__TASK__. Transcribe the records in their entirety, exactly as given.

───── GIVEN RECORDS

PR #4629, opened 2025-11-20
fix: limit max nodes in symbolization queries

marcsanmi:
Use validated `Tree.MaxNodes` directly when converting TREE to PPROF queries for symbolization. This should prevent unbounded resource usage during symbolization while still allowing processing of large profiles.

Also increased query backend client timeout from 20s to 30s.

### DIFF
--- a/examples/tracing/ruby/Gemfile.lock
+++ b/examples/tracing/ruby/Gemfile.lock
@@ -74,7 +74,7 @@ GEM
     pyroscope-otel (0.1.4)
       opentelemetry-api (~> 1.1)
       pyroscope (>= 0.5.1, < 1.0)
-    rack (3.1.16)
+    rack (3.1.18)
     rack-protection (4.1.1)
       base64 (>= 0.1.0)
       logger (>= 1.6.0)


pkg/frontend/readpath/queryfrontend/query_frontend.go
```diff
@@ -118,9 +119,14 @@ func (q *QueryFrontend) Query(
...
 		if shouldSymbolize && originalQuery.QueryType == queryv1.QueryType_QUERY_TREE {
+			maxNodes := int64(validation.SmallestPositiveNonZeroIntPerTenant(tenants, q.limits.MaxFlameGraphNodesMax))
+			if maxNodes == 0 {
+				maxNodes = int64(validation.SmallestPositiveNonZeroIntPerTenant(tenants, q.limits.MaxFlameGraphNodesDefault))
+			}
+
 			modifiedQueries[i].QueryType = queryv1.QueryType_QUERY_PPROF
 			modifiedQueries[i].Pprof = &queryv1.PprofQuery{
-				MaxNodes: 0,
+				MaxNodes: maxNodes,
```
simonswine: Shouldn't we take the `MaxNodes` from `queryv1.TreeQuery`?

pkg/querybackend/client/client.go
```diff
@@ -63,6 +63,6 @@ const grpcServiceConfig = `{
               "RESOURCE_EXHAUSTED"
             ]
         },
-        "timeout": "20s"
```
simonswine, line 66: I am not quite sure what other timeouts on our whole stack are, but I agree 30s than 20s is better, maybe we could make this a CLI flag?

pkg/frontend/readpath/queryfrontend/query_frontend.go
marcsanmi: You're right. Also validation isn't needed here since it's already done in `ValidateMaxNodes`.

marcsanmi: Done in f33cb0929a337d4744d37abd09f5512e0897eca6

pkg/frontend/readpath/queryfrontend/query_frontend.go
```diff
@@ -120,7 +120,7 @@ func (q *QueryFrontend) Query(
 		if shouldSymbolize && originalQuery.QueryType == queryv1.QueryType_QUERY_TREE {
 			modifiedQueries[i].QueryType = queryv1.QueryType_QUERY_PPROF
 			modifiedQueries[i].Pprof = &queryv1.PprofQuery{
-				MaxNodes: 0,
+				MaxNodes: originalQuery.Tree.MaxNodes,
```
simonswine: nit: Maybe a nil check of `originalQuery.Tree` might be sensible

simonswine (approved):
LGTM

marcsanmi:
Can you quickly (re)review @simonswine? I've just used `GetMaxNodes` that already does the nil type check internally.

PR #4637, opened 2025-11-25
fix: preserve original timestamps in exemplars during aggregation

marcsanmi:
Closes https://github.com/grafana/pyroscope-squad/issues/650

──────────

__TASK OUTPUT__.
PR #4629, opened 2025-11-20
fix: limit max nodes in symbolization queries

marcsanmi:
Use validated `Tree.MaxNodes` directly when converting TREE to PPROF queries for symbolization. This should prevent unbounded resource usage during symbolization while still allowing processing of large profiles.

Also increased query backend client timeout from 20s to 30s.

### DIFF
--- a/examples/tracing/ruby/Gemfile.lock
+++ b/examples/tracing/ruby/Gemfile.lock
@@ -74,7 +74,7 @@ GEM
     pyroscope-otel (0.1.4)
       opentelemetry-api (~> 1.1)
       pyroscope (>= 0.5.1, < 1.0)
-    rack (3.1.16)
+    rack (3.1.18)
     rack-protection (4.1.1)
       base64 (>= 0.1.0)
       logger (>= 1.6.0)


pkg/frontend/readpath/queryfrontend/query_frontend.go
```diff
@@ -118,9 +119,14 @@ func (q *QueryFrontend) Query(
...
 		if shouldSymbolize && originalQuery.QueryType == queryv1.QueryType_QUERY_TREE {
+			maxNodes := int64(validation.SmallestPositiveNonZeroIntPerTenant(tenants, q.limits.MaxFlameGraphNodesMax))
+			if maxNodes == 0 {
+				maxNodes = int64(validation.SmallestPositiveNonZeroIntPerTenant(tenants, q.limits.MaxFlameGraphNodesDefault))
+			}
+
 			modifiedQueries[i].QueryType = queryv1.QueryType_QUERY_PPROF
 			modifiedQueries[i].Pprof = &queryv1.PprofQuery{
-				MaxNodes: 0,
+				MaxNodes: maxNodes,
```
simonswine: Shouldn't we take the `MaxNodes` from `queryv1.TreeQuery`?

pkg/querybackend/client/client.go
```diff
@@ -63,6 +63,6 @@ const grpcServiceConfig = `{
               "RESOURCE_EXHAUSTED"
             ]
         },
-        "timeout": "20s"
```
simonswine, line 66: I am not quite sure what other timeouts on our whole stack are, but I agree 30s than 20s is better, maybe we could make this a CLI flag?

pkg/frontend/readpath/queryfrontend/query_frontend.go
marcsanmi: You're right. Also validation isn't needed here since it's already done in `ValidateMaxNodes`.

marcsanmi: Done in f33cb0929a337d4744d37abd09f5512e0897eca6

pkg/frontend/readpath/queryfrontend/query_frontend.go
```diff
@@ -120,7 +120,7 @@ func (q *QueryFrontend) Query(
 		if shouldSymbolize && originalQuery.QueryType == queryv1.QueryType_QUERY_TREE {
 			modifiedQueries[i].QueryType = queryv1.QueryType_QUERY_PPROF
 			modifiedQueries[i].Pprof = &queryv1.PprofQuery{
-				MaxNodes: 0,
+				MaxNodes: originalQuery.Tree.MaxNodes,
```
simonswine: nit: Maybe a nil check of `originalQuery.Tree` might be sensible

simonswine (approved):
LGTM

marcsanmi:
Can you quickly (re)review @simonswine? I've just used `GetMaxNodes` that already does the nil type check internally.

PR #4637, opened 2025-11-25
fix: preserve original timestamps in exemplars during aggregation

marcsanmi:
Closes https://github.com/grafana/pyroscope-squad/issues/650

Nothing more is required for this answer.